*What you are asked to do:* Retype every entry word for word.

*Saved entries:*
PR #4832, opened 2023-11-22
remove vacuous `let-values` from `splicing-syntax-parameterize`

usaoc:
In the `define-values` case, the expansion can end up with a vacuous `let-values` even though no definition context is needed.  Remove this `let-values` and clean up the expansion code.

An example in the Guide wasn’t supposed to work, but accidentally worked due to this.

### DIFF
--- a/pkgs/racket-doc/scribblings/guide/class.scrbl
+++ b/pkgs/racket-doc/scribblings/guide/class.scrbl
@@ -989,47 +989,45 @@ thus can only be used, for methods where no Beta-style augmentation has taken
 place. The following example shows this difference:
 
 @racketblock[
+(define/contract glutton%
+  (class/c (override [eat (->m edible/c void?)]))
+  (class animal%
+    (super-new)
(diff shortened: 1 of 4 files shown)


usaoc:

*Solution:*
PR #4832, opened 2023-11-22
remove vacuous `let-values` from `splicing-syntax-parameterize`

usaoc:
In the `define-values` case, the expansion can end up with a vacuous `let-values` even though no definition context is needed.  Remove this `let-values` and clean up the expansion code.

An example in the Guide wasn’t supposed to work, but accidentally worked due to this.

### DIFF
--- a/pkgs/racket-doc/scribblings/guide/class.scrbl
+++ b/pkgs/racket-doc/scribblings/guide/class.scrbl
@@ -989,47 +989,45 @@ thus can only be used, for methods where no Beta-style augmentation has taken
 place. The following example shows this difference:
 
 @racketblock[
+(define/contract glutton%
+  (class/c (override [eat (->m edible/c void?)]))
+  (class animal%
+    (super-new)
(diff shortened: 1 of 4 files shown)


usaoc:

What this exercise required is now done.